1 of 4 people found the following review helpful:
*1 out of 5 stars* Appalling!, 6 March 2011
By JoJo (UK) 
This review is from: Better Dog Behaviour (Paperback)

This is one of the worst books I have read in general and THE worst book I've read that has been written about dogs. 
Do NOT buy this book if you are looking for any solutions to problems. This book is just a messy account 
of the author's training career. The problem solving pages are laughable - you can Google better information 
than is found here. Connelly's aggressive contempt for her clients comes through on nearly every page. 
For a work that is supposed to be factual, many of the stories don't really ring true. On top of this is an incredible 
lack of any true understanding of dog behaviour or the science behind it. This reads like something published twenty 
years ago, not in 2011, I'm surprised the publishers touched it as it doesn't reflect well on them. 
I can't believe that people are still putting out all the old rubbish about dominance. It's clear from the book 
that Connelly has no academic training in dog behaviour and it would seem likely that she would list these 
in her credentials had she had any qualifications whatsoever.
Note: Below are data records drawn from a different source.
Issue #204, opened 2026-04-25
Skills loading model: how benchflow + claude-agent-acp compares to harbor + openhands_sdk


Yiminnn:
# Skills loading model: how benchflow + claude-agent-acp compares to harbor + openhands_sdk

## TL;DR

Both benchflow and harbor mount task-bundled `SKILL.md` files into the agent's
home directory. From there the two diverge:

- **benchflow + claude-agent-acp** delegates to the official Claude Code skill
  mechanism: each `SKILL.md` becomes a `Skill` tool whose **description** field
  is the frontmatter `description`, surfaced in the model's tool list.
  The skill **body** loads only when the model calls the Skill tool.
  This is *progressive disclosure* and matches `code.claude.com/docs/en/skills`.

- **harbor + openhands_sdk** delegates to OpenHands SDK's `AgentContext(skills=)`,
  which is OpenHands SDK's native skill mechanism — *not* something harbor wrote
  for SkillsBench. For modern AgentSkills-format SKILL.md files it's also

I really can't stress what an awful book this is. Connelly doesn't come across well - I can only hope this means 
people needing help will find themselves a qualified behaviourist/trainer in the future. Do not buy this book - 
it is an utter waste of money - mine is going straight back! I've had to give it one star - would have preferred none.


Click to expand...

very different... one thinks it's terrific; one blunt but good; & one, *Awful* - don't buy it, 
mine is going back.

after RottieFan's summary of his impressions, i would not spend money on this book. 
it's unfortunate that the *Search inside* function is not available - i'd love a peek. _


----------



## LuvMyDog_Worldwide (Apr 1, 2011)

leashedForLife said:


> very different... one thinks it's terrific; one blunt but good; & one, _*Awful* - don't buy it,
> mine is going back._
> 
> after RottieFan's summary of his impressions, i would not spend money on this book.
> it's unfortunate that the _*Search inside*_ function is not available - i'd love a peek.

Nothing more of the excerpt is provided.